Hi,
Thank you for your enquiry.
In my experience, AVI files are not best suited for streaming purposes and the entire file must be pulled from CD-ROM before the media player can show the first frame, hence the delay you are experiencing.
You also state that you are using AVI files to ensure that your end-user does not need to install additional software to view the file, but this is a potentially flawed strategy. As you may be aware, AVI files are encoded and decoded using algorithms (more commonly known as codecs). You have obviously used one of the codecs installed on your system to encode the original video file, but are you certain that this is a standard AVI codec supplied with all versions of Windows? For example, many screen capture utilities (such as Techsmith's Camtasia -
www.techsmith.com) use their own proprietary codec to create high-quality, but heavily-compressed, video, but unless your end-user has installed this same codec, they will be unable to view your videos.
A much better solution would be to use standard MPEG-1 video files. These should stream much more effectively from CD-ROM and can be viewed by all Windows users without additional software (as the Microsoft MPEG-1 decoder has been included in all versions of Windows since Windows 95). The only downside with MPEG-1 video is that the file sizes will be much larger than the same video in AVI format.

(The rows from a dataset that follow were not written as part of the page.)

Issue #529, opened 2024-10-31
Remove an extra # column multiplications from interpolate_coset through a trick with batch inversion


ValarDragon:
Currently the [interpolate_coset](https://github.com/scipr-lab/libiop/blob/master/libiop/protocols/ldt/fri/fri_aux.tcc#L230-L231) routine is a key performance bottleneck (The "compute opened values with Lagrange interpolation" step of https://gist.github.com/dlubarov/0eb8490f659a5aa9970cf95cfe1b0fb5 )

Spent alot of time optimizing this exact operation in libiop before haha.

I tried counting the time the # of CPU operations cost by hand. If the matrix is of dimensions N = R*C, currently we are doing `7C + N multiplications` and `C + N additions`. R should be quite small (between 1-4 I believe), so the C term matters to optimize.

I believe there is `C multiplications` that can be saved for free (no tradeoff involved), and `C multiplications` that can be saved with a memory tradeoff, which I suspect should be time savings, but needs benchmarking.

The C multiplications thats a memory tradeoff is basically caching the column subgroup evaluations `g^i` as we compute it twice. (And may even recompute elsewhere in the total computation of the program).

I'll go into more detail of the C multiplications that can be saved for free. At the end of this program, we need to multiply every single element in the output column by a constant. Lets call this shift "final_constant". This is what is happening here with C multiplications in `scale_vec`: https://github.com/Plonky3/Plonky3/blob/049c413fcd0ad7288d12789e4a727d3965340ca1/interpolation/src/lib.rs#L60-L62 

Notice that our computation is roughly:
```python
# C multiplications, C subtractions
compute_diffs()
# 3C multiplications
diff_inv = inverse(diffs)
# 2C multiplications
col_scale = [g^i * diff_inv[i] for i in cols]
# N multiplications, N additions
sum = columnwise_prod(matrix, col_scale)
# C multiplications
return scale_vec(sum, final_constant)
```
First notice that due to commutativity, we could instead compute this as:
```python
diff_inv = inverse(diffs)
scaled_diff_inf = scale_vec(diff_inv, final_constant)
col_scale = [g^i * scaled_diff_inf[i] for i in cols]
sum = columnwise_prod(matrix, col_scale)
return sum
```

[...]

PR #1711, opened 2026-05-27
perf(matrix): specialize base-field interpolate_coset

peter941221:
This addresses #529.

Failure mechanism:
- `matrix::Interpolate::interpolate_coset` was still routing base-field opening points through the generic extension-field weight path
- that path builds `Vec<EF>` denominator inverses and feeds `columnwise_dot_product` with extension weights, so the hot loop pays `EF::ExtensionPacking` multiply costs even when the point and all adjusted weights are actually in the base field

Semantic change:
- keep `batch_multiplicative_inverse_scaled` as the shared fused scaling primitive in `p3-field`
- specialize `matrix::Interpolate::interpolate_coset` for the `point.as_base().is_some()` case
- in that branch, compute diffs, scaled inverses, adjusted weights, and the columnwise dot product entirely in `F`, then lift the final column results back into `EF`
- keep the generic extension-point path unchanged
- keep `interpolate_coset_with_precomputation` semantics unchanged for existing callers

Preserved invariants:
- on-domain points still short-circuit to the matching row in both the base-point and generic extension-point paths
- genuine extension points still use the original `EF` path
- the precomputation API still expects the same adjusted-weight semantics as before

Bench

`RUSTFLAGS=-Ctarget-cpu=native cargo bench -p p3-matrix --bench interpolation interpolate_coset --features p3-maybe-rayon/parallel,p3-util/parallel`, Windows 11 Pro for Workstations, Intel Core Ultra 7 270K Plus, criterion 20 samples, mean point estimate.

| shape | before | after | Δ |
| --- | ---: | ---: | ---: |
| `2^10 x 1` | 176.69 us | 111.22 us | -37.0% |
| `2^10 x 128` | 186.18 us | 113.32 us | -39.1% |
| `2^14 x 16` | 341.17 us | 195.18 us | -42.8% |
| `2^18 x 1` | 3.76 ms | 1.94 ms | -48.3% |
| `2^18 x 128` | 5.17 ms | 3.24 ms | -37.4% |

This benchmark uses the existing `matrix/benches/interpolation.rs` `interpolate_coset/full/*` workload, which opens at `EF::from_u32(123456789)`. That point lies in the base field, so these numbers measure the exact regime this specialization targets.

Tests:
- `cargo test -p p3-matrix interpolation -- --nocapture`
- `cargo test -p p3-fri -- --nocapture`
- `cargo fmt --all`
- `RUSTFLAGS=-Ctarget-cpu=native cargo bench -p p3-matrix --bench interpolation --no-run --features p3-maybe-rayon/parallel,p3-util/parallel`

### DIFF
--- a/matrix/src/interpolation.rs
+++ b/matrix/src/interpolation.rs
@@ -122,6 +122,28 @@ pub trait Interpolate<F: TwoAdicField>: Matrix<F> {
             .iter()
             .collect();
 
+        if let Some(point_base) = <EF as ExtensionField<F>>::as_base(&point) {
+            // Base-field points can stay on the cheaper F-weight path all the way
+            // through the SIMD dot product, then lift the final column results back into EF.
+            let diffs: Vec<F> = coset.par_iter().map(|&g| point_base - g).collect();
+
+            if let Some(i) = diffs.iter().position(|d| d.is_zero()) {
+                return self.row(i).unwrap().into_iter().map(EF::from).collect();
+            }
+
+            let scaling_factor = interpolation_scaling_factor(shift, point_base, log_height);
+            let scaled_diff_invs = batch_multiplicative_inverse_scaled(&diffs, scaling_factor);
+            let scaled_point_inv = scaling_factor * point_base.inverse();
+            let scaled_adjusted =
+                compute_adjusted_weights_with_point_inv(scaled_point_inv, &scaled_diff_invs);
+
+            return self
+                .columnwise_dot_product(&scaled_adjusted)
+                .into_iter()
+                .map(EF::from)
+                .collect();
+        }
+
         // Compute z - x_i in parallel, then batch-invert in one shot
         // (Montgomery's trick: single field inversion + O(N) multiplications).
         let diffs: Vec<EF> = coset.par_iter().map(|&g| point - g).collect();
@@ -576,6 +598,28 @@ mod tests {
         // The precomputation variant must produce the same result.
         let result = evals_mat.interpolate_coset_with_precomputation(shift, point, &adjusted);
         assert_eq!(result, vec![F::from_u16(10203)]);
+    }
+
+    #[test]
+    fn test_interpolate_coset_genuine_extension_point() {
+        let shift = F::GENERATOR;
+        let coeffs = [F::from_u32(3), F::from_u32(2), F::from_u32(1)];
+        let evals: Vec<F> = eval_poly_on_coset(&coeffs, shift, 3);
+        let evals_mat = RowMajorMatrix::new(evals, 1);
+        let point =
+            EF4::from_basis_coefficients_slice(&[F::from_u32(100), F::ONE, F::ZERO, F::ZERO])
+                .unwrap();
+
+        let result = evals_mat.interpolate_coset(shift, point);
+        let expected = eval_poly(&coeffs, point);
+        assert_eq!(result, vec![expected]);
+
+        let coset = F::two_adic_generator(3).shifted_powers(shift).collect_n(8);
+        let diffs: Vec<EF4> = coset.iter().map(|&x| point - x).collect();
+        let diff_invs = batch_multiplicative_inverse(&diffs);
+        let adjusted = compute_adjusted_weights(point, &diff_invs);
+        let precomputed = evals_mat.interpolate_coset_with_precomputation(shift, point, &adjusted);
+        assert_eq!(result, precomputed);
     }
 
     #[test]
--- a/matrix/src/interpolation.rs
+++ b/matrix/src/interpolation.rs
@@ -86,6 +86,28 @@ fn interpolation_scaling_factor<F: TwoAdicField, EF: ExtensionField<F>>(
     point * (z_pow_n - g_pow_n) * denom_inv
 }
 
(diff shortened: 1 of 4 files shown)


tcoratger:
Hey,

Thanks a lot for tackling this, do you have some benchmark numbers with criterion before and after to check the improvement?

peter941221:
@tcoratger sure, will do that.

peter941221:
I reran this from scratch in isolated worktrees, with no other Rust benches running, on Windows 11 Pro for Workstations / Intel Core Ultra 7 270K Plus (24 cores / 24 threads), using:

RUSTFLAGS=-Ctarget-cpu=native
cargo bench -p p3-matrix --bench interpolation --features p3-maybe-rayon/parallel,p3-util/parallel

The changed path is the one in field/src/batch_inverse.rs (batch_multiplicative_inverse_scaled) and matrix/src/interpolation.rs (interpolate_coset now folds the global scaling before columnwise_dot_product).

Bottom line first: the trick does make denominator preparation materially cheaper, but on my machine the end-to-end interpolate_coset result is only a clear win when that stage dominates. Width-heavy cases are mixed to worse.

Local root-cause split inside the PR branch:

2^18x1
old_prepare_only: 3.48 ms
new_prepare_only: 1.81 ms
old_dot_only: 331.7 us
new_dot_only: 235.8 us
old_prepare_plus_dot: 3.16 ms
new_prepare_plus_dot: 2.02 ms

2^10x128
old_prepare_only: 98.0 us
new_prepare_only: 83.2 us
old_dot_only: 43.1 us
new_dot_only: 43.9 us
old_prepare_plus_dot: 175.4 us
new_prepare_plus_dot: 166.9 us

So the prepare stage is genuinely better. For the tall/narrow case, the gain survives into prepare+dot. For the short/wide case, the prepare win is much smaller and the dot-product side is basically flat.

Against a clean baseline commit (a4a97868^ -> aa14bd24), end-to-end interpolate_coset on my machine was:

2^18x1: 3.671 ms -> 3.484 ms (-5.1%)
2^18x128: 5.597 ms -> 6.233 ms (+11.4%)
2^10x128: 154.8 us -> 232.2 us (+50.0%)
2^10x1: 190.7 us -> 215.8 us (+13.2%)
2^14x16: 291.5 us -> 382.1 us (+31.1%)

So I do not think I can honestly claim a broad end-to-end improvement from this patch as-is. The evidence I see is narrower:

1. The fused inverse/scaling step itself is better.
2. That translates into a real win when denominator preparation dominates.
3. It does not translate into a consistent full-path win across the wider benchmark shapes I tested on this machine.

peter941221:
@tcoratger I reworked the patch and reran the benchmark from a clean baseline.

The key correction is that the benchmark point in `matrix/benches/interpolation.rs` is `EF::from_u32(123456789)`, so the relevant optimization target here is the base-field-point regime, not the generic extension-point regime.

This PR now specializes `interpolate_coset` for `point.as_base().is_some()`, keeps the generic extension-point path unchanged, and the before/after benchmark in the PR body is taken from the actual `interpolate_coset/full/*` workload on a clean baseline worktree versus this branch.

On my machine that gives a consistent end-to-end improvement across all listed shapes:
- `2^10 x 1`: `176.69 us -> 111.22 us` (`-37.0%`)
- `2^10 x 128`: `186.18 us -> 113.32 us` (`-39.1%`)
- `2^14 x 16`: `341.17 us -> 195.18 us` (`-42.8%`)
- `2^18 x 1`: `3.76 ms -> 1.94 ms` (`-48.3%`)
- `2^18 x 128`: `5.17 ms -> 3.24 ms` (`-37.4%`)

So for this PR, I think the evidence is sufficient now: the implementation matches the measured regime, and the end-to-end signal is consistently positive instead of mixed.

matrix/src/interpolation.rs
```diff
@@ -107,6 +122,28 @@ pub trait Interpolate<F: TwoAdicField>: Matrix<F> {
...
+            let scaled_diff_invs = batch_multiplicative_inverse_scaled(&diffs, scaling_factor);
+            let scaled_point_inv = scaling_factor * point_base.inverse();
+            let scaled_adjusted =
+                compute_adjusted_weights_with_point_inv(scaled_point_inv, &scaled_diff_invs);
+
+            return self
+                .columnwise_dot_product(&scaled_adjusted)
+                .into_iter()
+                .map(EF::from)
+                .collect();
```
tcoratger: This part looks weird because we do everything in the base field and only at the end we convert everything the extension field for no reason.

Wouldn't it make more sense to have a separate `interpolate_coset_base` method or something which operates entirely in the base field?

peter941221: Good call. I split the base-field specialization into a dedicated helper so `interpolate_coset` now just dispatches on `point.as_base()`, while the base path stays entirely in `F` until the public `Vec<EF>` boundary. The follow-up is in 5a3fbf30.

tcoratger:
I've cleaned things a up a bit and added more tests but I cannot reproduce the benches of the PR description, maybe because my laptop is a bit old and unstable, could you double check @Nashtare ?

Nashtare:
I'm getting 33% regression on this branch.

The black screen you are seeing when the page displayed is the video overlay onto which Media Player 'projects' the video data. If you wish to eliminate this, simply open the properties of the video object, select
Change under the Video Type options and set the video mode to
Rendered. This will allow Opus to use Media Player as a frameserver and treat each frame of the video as a separate image, which should ensure instant playback.